History

Great Britain
- Name: HMS Sultana
- Acquired: June 1780 by purchase
- Fate: Sold 1799

General characteristics
- Type: Cutter
- Tons burthen: 15240⁄94 (bm)
- Length: Overall: 65 ft 7 in (19.99 m); Keel: 48 ft 9 in (14.9 m);
- Beam: 24 ft 3 in (7.39 m)
- Depth of hold: 9 ft 7 in (2.92 m)
- Complement: 60
- Armament: Initially: 12 × 4-pounder guns + 8 × ½-pounder swivel guns; Later: 10 × 12-pounder carronades + 12 × ½-pounder swivel guns;

= HMS Sultana (1780) =

Cutter of the Royal Navy

HMS Sultana was the mercantile Sprightly, which the Royal Navy purchased in June 1780. She served in the Channel and around Ireland before the Admiralty sold her in 1799.

==Career==
The Admiralty bought Sprightly in June 1780, and then spent the next three plus months having her fitted and coppered at Sheerness. In July she was commissioned for the Channel under the command of Lieutenant Lewis Fabian.

In December 1780 Sultana seized and sent into Dover the Dutch vessel Herstelder, Kemp Janssen Klein, master, as she was sailing from Amsterdam to Mogador and Sallee. The Admiralty Court ordered her restored to her owners in February 1782. In 1787 Parliament awarded them £2307 9s 4d for the detention and for cargo "belonging to the emperor."

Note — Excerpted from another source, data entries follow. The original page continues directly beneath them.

PR #4703, opened 2026-02-10
[WIP] feat: introduce Route Check Middleware

### LINKED ISSUE #4701: Add configurable route existence check before authentication middleware execution

4.11.9

Node 20.19.4 (but not important)

1. Set up a Hono app with authentication middleware
2. Add some routes with authentication
3. Make requests to non-existent paths

```typescript
import { Hono } from 'hono'
import { jwt } from 'hono/jwt'

const app = new Hono()

// Authentication middleware
app.use('*', jwt({ secret: 'my-secret' }))

// Actual route
app.get('/protected', (c) => c.text('Protected content'))

// Request to non-existent path still triggers JWT validation
// GET /non-existent-route
```

When accessing non-existent routes:

1. The server should first check if the route exists
2. If route doesn't exist, return 404 immediately
3. Authentication middleware should only run for valid routes

### What do you see instead?

1. Authentication middleware runs for ALL requests, even to non-existent routes
2. This causes unnecessary CPU-intensive authentication processing
3. Only after authentication does the framework return 404 for invalid routes

### Additional information

**Security Impact:**

- Creates a potential DoS vulnerability where attackers can spam random URLs to trigger expensive auth checks

- Particularly problematic for JWT/OAuth/other crypto-heavy authentication

**Performance Impact:**

- Wastes server resources validating authentication for invalid routes

- Can significantly impact performance under high traffic

**Suggested Solutions:**

1.  Add global config option:

```typescript
new Hono({ checkRouteBeforeAuth: true })
```

2. Provide route validation middleware:

```typescript
app.use(routeValidator()) // Checks route existence
app.use(authMiddleware)  // Then authenticates
```

3. Expose routing inspection API for custom solutions

yusukebe:
Resolve #4701

- [ ] Add tests
- [ ] Run tests

### DIFF
--- a/jsr.json
+++ b/jsr.json
@@ -50,6 +50,7 @@
     "./pretty-json": "./src/middleware/pretty-json/index.ts",
     "./request-id": "./src/middleware/request-id/request-id.ts",
     "./language": "./src/middleware/language/language.ts",
+    "./route-check": "./src/middleware/route-check/index.ts",
     "./secure-headers": "./src/middleware/secure-headers/secure-headers.ts",
     "./combine": "./src/middleware/combine/index.ts",
     "./ssg": "./src/helper/ssg/index.ts",
--- a/package.json
+++ b/package.json
@@ -255,6 +255,11 @@
       "import": "./dist/middleware/language/index.js",
       "require": "./dist/cjs/middleware/language/index.js"
     },
+    "./route-check": {
+      "types": "./dist/types/middleware/route-check/index.d.ts",
+      "import": "./dist/middleware/route-check/index.js",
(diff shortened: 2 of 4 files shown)


BelovedYaoo:
Hi @yusukebe, thanks for working on this!

I've opened #4714 as a follow-up optimization for this middleware. It introduces a WeakMap cache to store the result of the isMiddleware and findTargetHandler checks.

Since handler identities are immutable at runtime, this avoids redundant recursive lookups for every request, optimizing the performance from O(depth) to O(1) while remaining safe for dynamic routes.

Feel free to check it out :)

PR #4707, opened 2026-02-10
perf(context): add fast path to c.json() matching c.text() optimization

mgcrea:
`c.text()` already has a fast path (added in an earlier optimization) that returns `new Response(text)` directly when no status, headers, or finalized state exists. `c.json()` was missing this optimization and always went through `#newResponse()`, which unconditionally allocates a `Headers` object and iterates header entries — even for the simplest `c.json({ ... })` call.

This PR adds the same 5-condition fast path to `c.json()`.

## What changed

In `src/context.ts`, the `json()` method now checks:

```typescript
!this.#preparedHeaders && !this.#status && !arg && !headers && !this.finalized
```

When all conditions are met (the common case for simple JSON responses), it creates the Response directly with an inline header object instead of going through `#newResponse()`:

```typescript
new Response(jsonString, {
})
```

## Why this matters

In the `@hono/node-server` adapter, this has a compounding effect. The lightweight `Response` constructor stores inline header objects directly in its cache. When the adapter writes the response, it checks `header instanceof Headers` — a plain object skips the `buildOutgoingHttpHeaders()` conversion entirely, while a `Headers` instance requires iteration and conversion to `OutgoingHttpHeaders`.

### Benchmark results (nodejs)

> with corresponding `@hono/node-server` optimizations, see https://github.com/honojs/node-server/pull/301

| Benchmark | Before | After  | Change     |
| --------- | ------ | ------ | ---------- |
| Ping      | 55,183 | 59,697 | **+8.2%**  |
| Query     | 46,033 | 52,883 | **+14.9%** |
| Body      | 26,439 | 46,726 | **+76.7%** |
| Average   | 42,552 | 53,102 | **+24.8%** |

*Body benchmark improvement is primarily from `@hono/node-server` direct body reading; this PR contributes to the overall gains by eliminating allocations on the response path.*

Benchmarked with [bun-http-framework-benchmark](https://github.com/SaltyAom/bun-http-framework-benchmark) using `bombardier` at 500 concurrent connections for 10s per test on Node.js.

---

Thanks for the great lib :)

### DIFF
--- a/src/context.ts
+++ b/src/context.ts
@@ -657,6 +657,10 @@ export class Context<
     headers?: HeaderRecord
   ): ReturnType<BodyRespond> => this.#newResponse(data, arg, headers) as ReturnType<BodyRespond>
 
+  #useFastPath(): boolean {
+    return !this.#preparedHeaders && !this.#status && !this.finalized
+  }
+
   /**
    * `.text()` can render text as `Content-Type:text/plain`.
    *
@@ -674,7 +678,7 @@ export class Context<
     arg?: ContentfulStatusCode | ResponseOrInit,
     headers?: HeaderRecord
   ): ReturnType<TextRespond> => {
-    return !this.#preparedHeaders && !this.#status && !arg && !headers && !this.finalized
+    return this.#useFastPath() && !arg && !headers
       ? (new Response(text) as ReturnType<TextRespond>)
       : (this.#newResponse(
           text,
@@ -704,7 +708,7 @@ export class Context<
     headers?: HeaderRecord
   ): JSONRespondReturn<T, U> => {
     return (
-      !this.#preparedHeaders && !this.#status && !arg && !headers && !this.finalized
+      this.#useFastPath() && !arg && !headers
         ? Response.json(object)
         : this.#newResponse(
             JSON.stringify(object),


src/context.ts
```diff
@@ -703,10 +703,13 @@ export class Context<
...
     headers?: HeaderRecord
   ): JSONRespondReturn<T, U> => {
-    return this.#newResponse(
-      JSON.stringify(object),
-      arg,
-      setDefaultContentType('application/json', headers)
+    const jsonString = JSON.stringify(object)
+    return (
+      !this.#preparedHeaders && !this.#status && !arg && !headers && !this.finalized
+        ? new Response(jsonString, {
```
yusukebe: I am wondering whether we should merge this PR, but regarding this, I think using `Response.json()` is better. It's simpler and faster: https://x.com/jarredsumner/status/2023328556210921948?s=20

```diff
diff --git a/src/context.ts b/src/context.ts
index 6b7949b9..f2a0edad 100644
--- a/src/context.ts
+++ b/src/context.ts
@@ -703,13 +703,14 @@ export class Context<
     arg?: U | ResponseOrInit<U>,
     headers?: HeaderRecord
   ): JSONRespondReturn<T, U> => {
-    const jsonString = JSON.stringify(object)
     return (
       !this.#preparedHeaders && !this.#status && !arg && !headers && !this.finalized
-        ? new Response(jsonString, {
-            headers: { 'Content-Type': 'application/json' },
-          })
-        : this.#newResponse(jsonString, arg, setDefaultContentType('application/json', headers))
+        ? Response.json(object)
+        : this.#newResponse(
+            JSON.stringify(object),
+            arg,
+            setDefaultContentType('application/json', headers)
+          )
     ) /* eslint-disable @typescript-eslint/no-explicit-any */ as any
   }
```

src/context.ts
```diff
@@ -703,10 +703,13 @@ export class Context<
     arg?: U | ResponseOrInit<U>,
     headers?: HeaderRecord
   ): JSONRespondReturn<T, U> => {
-    return this.#newResponse(
-      JSON.stringify(object),
-      arg,
-      setDefaultContentType('application/json', headers)
+    const jsonString = JSON.stringify(object)
+    return (
+      !this.#preparedHeaders && !this.#status && !arg && !headers && !this.finalized
```
yusukebe: Using a common function reduces the file size slightly. I think the overhead can be ignored.

```diff
diff --git a/src/context.ts b/src/context.ts
index 6b7949b9..eb43dcf4 100644
--- a/src/context.ts
+++ b/src/context.ts
@@ -657,6 +657,10 @@ export class Context<
     headers?: HeaderRecord
   ): ReturnType<BodyRespond> => this.#newResponse(data, arg, headers) as ReturnType<BodyRespond>

+  #shouldFastPath(): boolean {
+    return !this.#preparedHeaders && !this.#status && !this.finalized
+  }
+
   /**
    * `.text()` can render text as `Content-Type:text/plain`.
    *
@@ -674,7 +678,7 @@ export class Context<
     arg?: ContentfulStatusCode | ResponseOrInit,
     headers?: HeaderRecord
   ): ReturnType<TextRespond> => {
-    return !this.#preparedHeaders && !this.#status && !arg && !headers && !this.finalized
+    return this.#shouldFastPath() && !arg && !headers
       ? (new Response(text) as ReturnType<TextRespond>)
       : (this.#newResponse(
           text,
@@ -705,7 +709,7 @@ export class Context<
   ): JSONRespondReturn<T, U> => {
     const jsonString = JSON.stringify(object)
     return (
-      !this.#preparedHeaders && !this.#status && !arg && !headers && !this.finalized
+      this.#shouldFastPath() && !arg && !headers
         ? new Response(jsonString, {
             headers: { 'Content-Type': 'application/json' },
           })
```

yusukebe:
@mgcrea 

This PR is super cool. ~Especially if adding this fast path, we can use `Response.json()` as commented in https://github.com/honojs/hono/pull/4707#discussion_r2811843439. If so, it can reduce the bundle size and get it faster.~

Sorry! I completely misunderstood. The file size is slightly increased. But it's interesting that we can use `Response.json()` (https://github.com/honojs/hono/pull/4707#discussion_r2811843439) with this PR.

I would like to merge this. Can you handle my comments? Or, I'll fix them myself.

The next year Sultana was on the Downs station, and then was paid off. While she was under Fabian's command, she captured the Dutch ships Flora and Kingsburg, and the French boats Cigale, Providence, and Heureux St Pierre. The capture of the Dutch ships probably occurred around 1 January 1781.

In 1783 the Navy had Sultana refitted at Plymouth for service in the Channel. She was recommissioned in May for the Irish Sea under Lieutenant J. Pierie. She was paid off in April 1786.

She was recommissioned in June 1786 under Lieutenant Edward Roe for the Channel. In 1789 she came under the command of Lieutenant Digby Dent. He remained in command until 1792.

==Fate==
Sultana was paid off into Ordinary in April 1793. She was offered for sale on 9 April 1799, and was sold on 13 April 1799 for £296 to Mr. Richard Dunsterville.